The Secretary of Labor has until September 30, 2016, to issue regulations implementing the order, and the order will apply only to contracts initiated on or after January 1, 2017.

Growing Number of Jurisdictions with Paid Sick Leave Laws

President Obama’s executive order requiring government contractors to provide sick leave is the latest in a growing trend of laws mandating that employers provide paid sick leave.

As noted in our July 2015 and October 2014 Client Alerts, California has been at the forefront of sick leave legislation. Additionally, Connecticut,[13] Massachusetts,[14] and Washington, D.C.,[15] have laws requiring paid sick leave, and Oregon’s new paid sick leave law[16] goes into effect on January 1, 2016. A number of cities have also passed their own paid sick leave laws, including New York City, Philadelphia, Pittsburgh, Seattle, and San Francisco. Many of these laws differ from each other (and from the executive order) and require significant and highly technical revisions to existing sick leave and paid time off policies to remain in compliance. Key areas of difference may include:

  • Who is covered.

  • The purposes for which paid sick leave can be used.

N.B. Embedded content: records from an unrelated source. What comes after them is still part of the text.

PR #1091, opened 2026-07-29
🎹 The roll draws every note it carries, and the velocity lane only offers a drag it can write (#1087, #1089)

MrityunjayBhardwaj:
Two piano-roll defects that share a shape: the panel showed or offered something the model could not back up, and said nothing when it fell through. Both were found by measurement rather than by report, and both ship with the population they touch recorded as a committed arm.

Stacked on #1090 — #1087 extends the column-rule home that #1085 created, and #1089 resolves a deferral #1086 wrote into a comment.

## #1087 — a fractional `@n` weight emptied the panel

`@n` is a relative **weight**, so a pattern's length need not be a whole number of columns: `note("c4@1.5 e4@1.2")` is 2.7 columns long. The panel counted its cells with `Array.from({ length: model.steps })`, and `Array.from` floors its length.

```js
$: note("c4@0.2 e4@0.2 g4@0.2 b4@0.2 c5@0.2").sound("piano")
```

The weights sum to `0.9999999999999998`. The Pattern tab bound the pattern — keyboard rows, instrument, Slots and Snap all populated — and drew **zero columns**. Five notes sounding, an empty grid, no message, no console error.

| mini | length | columns drawn, before → after |
|---|---:|---|
| `c4@0.2 e4@0.2 g4@0.2 b4@0.2 c5@0.2` | 0.9999999999999998 | **0 → 1** |
| `c4@1.5 e4 g4@0.2` | 2.7 | 2 → **3** |
| `c4@0.5 e4` | 1.5 | 1 → **2** |

The playhead carried the same arithmetic: its clamp was `steps - 1`, which on a 2.7-column pattern is `1.7` — a value no column index can equal — so the highlight never fired on the last column.

**The fix separates two questions `steps` was answering.** `steps` stays the pattern's LENGTH, which is what the writer spells the music from. A new `columnCount` answers how many columns get DRAWN, and joins `headColumn`/`tailColumn` in the one module that decides where a note stops, reading the same private threshold. It is the pattern's whole columns plus any column a note reaches into — so a note sounding in a partial tail column is drawn, and a partial column holding only a rest is not, because nothing can be placed there.

**The guard asks the consequence, not the representation.** "Is `steps` a whole number?" accepts `0.9999999999999998` — it passes every integrality tolerance a reasonable person writes — and the panel goes on drawing nothing. The question has to be "does the count I hand the renderer cover every note?"

**The issue's proposed fix was measured and rejected.** Rounding `steps` up in the reader re-emits `c4@1.5 e4@1.2` as `c4@1.5 e4@1.2000000000000002 ~` — an invented trailing rest that lengthens the pattern. That refutation ships as a test, so it cannot be retried by accident.

## #1089 — the velocity lane offered a drag on writes it always declined

Every column with a note got a `ns-resize` cursor and a pointer handler regardless of whether the gain could be written. On `note("[c5@0.5 f4@0.5 f5@3]")` the bar takes the press and nothing happens — no document change, no movement, no message.

The writer's refusal is **correct**: the gain mini is one slot per column (`"0.5 1 1 1"`), and a note beginning mid-column has no slot of its own. The panel just never asked. Its gate was `gainInScope`, which answers whether the lane should *render*, not whether a drag can *write* — and the two had drifted apart.

**The fix asks the real writer.** `serializeRollGain(model).kind === 'skip'` is already the exact predicate, so this is a read, not a new rule. A `can<Op>` that predicts the writer is how controls end up clickable-but-inert with the whole suite green.

The lane still renders, read-only rather than hidden, and that is deliberate: the bars carry real information — the gains the pattern actually has — they just cannot be changed here. The reason is stated on the columns, where the pointer goes. It needs its own sentence: 30 of these 33 patterns already show *"to add one, use the code view"*, but that is about placement, and a reader takes it to mean notes cannot be ADDED, not that the ones here cannot be made louder.

## Measured

Recorded as committed arms in `cell-coverage.test.ts`, so the figures cannot rot into prose.

- **#1087** — 544 roll models, 0 of fractional length, **0 losing a note**. A real zero, not a dead probe: a control arm in the same run flags 4 hand fixtures and clears the 2 whose weights sum to a whole number. So this notation is reachable by hand and no real material writes it today — which sets the severity, not the validity.
- **#1089** — 424 in-scope models: 391 the writer accepts, **33 it declines**. **305 columns** lose an affordance that never worked; **2950** keep the drag that does. Asking the current model rather than the post-drag one is measured, not assumed — a gain edit does not move a note, so the two answers never differ (0 of 2950).

## Test plan

- editor **3091** / 214 files (baseline 3079/213 — the new arms only)
- app **981** / 73 files, parity-corpus **374** / 28
- tsc **62** editor / **1** app — both pre-existing, unchanged
- browser **68/68** serial (63 baseline + 5 new)
- Each term of `columnCount` was break-tested independently: dropping the note term reddens 5 arms, dropping the length term reddens 3. Neither is defensive duplication.
- Observed in the running app, because both defects are invisible to a unit suite by construction — nothing throws. Screenshots confirm the previously-empty panel now draws all five notes at their true 0.2-column offsets, and the partial-tail note is drawn.

Closes #1087
Closes #1089

Part of #925.


MrityunjayBhardwaj:
Rebased onto `fb1eeb4e` after #1090 landed — `rebase --onto` dropped #1090's two commits and replayed only #1087 and #1089, verified by content (8 files, +616 −42, identical to the pre-rebase diffstat). Base retargeted to `studio_v0.2.0`, so the stacked-parent trap is discharged.

Gates on the rebased tip: editor **3091**/214 · app **981**/73 · tsc **62**/**1** (both pre-existing).

⚠️ **Interacts with #1093, invisibly to git.** The arm here that pins what rounding `steps` would have produced (`'c4@1.5 e4@1.2000000000000002 ~'`) changes its answer once #1093 lands, because #1093 teaches the writer to spell a fractional rest — it becomes `'c4@1.5 e4@1.2 ~@0.3'`. Neither PR touches the other's test file, so both read CLEAN and the second one to merge turns the branch red.

The finding this arm records still holds: the rounded spelling still lengthens the pattern 2.7 → 3 and still moves e4 from `[0.5556, 1.0000)` to `[0.5000, 0.9000)`. Rounding the model field is still wrong; only the shape of the damage changed. Whichever of the two merges second should update the expected string **and** its comment together.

  • The rate of paid sick leave accrual.

  • Rules regarding carryover from year to year.

Accordingly, while federal contractors would be well advised to re-examine their policies in light of the executive order, all employers operating in jurisdictions with paid sick leave laws should do the same to ensure compliance with state and local laws, too. Paul Hastings employment law attorneys are available to assist with what can be very complicated review projects.


[1]      “OFCCP Announces a Final Rule to Promote Pay Transparency,” http://www.dol.gov/ofccp/PayTransparency.html.

[2]     80 Fed. Reg. 54933, 54937 (Sept. 11, 2015).

[3]     80 Fed. Reg. at 54974 (to be codified at 41 C.F.R. § 60-1.3).

[4]     80 Fed. Reg. at 54977 (to be codified at 41 C.F.R. § 60-1.35(b)).

[5]     Id.

[6]     80 Fed. Reg. at 54940.

[7]     80 Fed. Reg. at 54975 (to be codified at 41 C.F.R. § 1.3).

[8]     80 Fed. Reg. at 54948.

[9]     80 Fed. Reg. at 54977.

[10]   80 Fed. Reg. at 54948.

[11]   Id.

[12]   41 C.F.R. § 60-1.4(a).

[13]   Connecticut General Statutes 31-57r

[14]   Massachusetts General Law. ch. 149, § 148C; 940 Code of Massachusetts Regulations 33.00

[15]   D.C. Official Code § 32-131.01 et seq.